◆ GOAL OF THE EXERCISE
Repeat the whole listing below, word for word.

------------------------------------

PR #6198, opened 2017-04-26
Remove confusing aliases from LayoutCanvas

### LINKED ISSUE #6197: Remove confusing aliases from LayoutCanvas
Follow up on PR #5976.

mattpap:
fixes #6197

### DIFF
--- a/bokehjs/package.json
+++ b/bokehjs/package.json
@@ -104,7 +104,7 @@
     "jquery-ui": "~1.10.5",
 
     "numbro": "https://github.com/bokeh/numbro.git#e1b6c52",
-    "kiwi": "https://github.com/bokeh/kiwi.git#b26f6cb",
+    "kiwi": "https://github.com/bokeh/kiwi.git#3091d4d",
     "root-require": "^0.3.1"
   },
   "scripts": {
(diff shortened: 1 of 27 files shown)


bryevdv:
Should `_left` etc just be made public? Hate to see `foo._private.value` all over the place.

mattpap:
> Should _left etc just be made public?

Currently it's not possible due to confusion between `width` vs. `_width` in multiple places. Member starting with `_` are layout variables. When layout variables are moved to views, there will be clear separation between those.

bryevdv:
OK LGTM then

mattpap:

------------------------------------

◆ WRITTEN RESPONSE
PR #6198, opened 2017-04-26
Remove confusing aliases from LayoutCanvas

### LINKED ISSUE #6197: Remove confusing aliases from LayoutCanvas
Follow up on PR #5976.

mattpap:
fixes #6197

### DIFF
--- a/bokehjs/package.json
+++ b/bokehjs/package.json
@@ -104,7 +104,7 @@
     "jquery-ui": "~1.10.5",
 
     "numbro": "https://github.com/bokeh/numbro.git#e1b6c52",
-    "kiwi": "https://github.com/bokeh/kiwi.git#b26f6cb",
+    "kiwi": "https://github.com/bokeh/kiwi.git#3091d4d",
     "root-require": "^0.3.1"
   },
   "scripts": {
(diff shortened: 1 of 27 files shown)


bryevdv:
Should `_left` etc just be made public? Hate to see `foo._private.value` all over the place.

mattpap:
> Should _left etc just be made public?

Currently it's not possible due to confusion between `width` vs. `_width` in multiple places. Member starting with `_` are layout variables. When layout variables are moved to views, there will be clear separation between those.

bryevdv:
OK LGTM then

mattpap:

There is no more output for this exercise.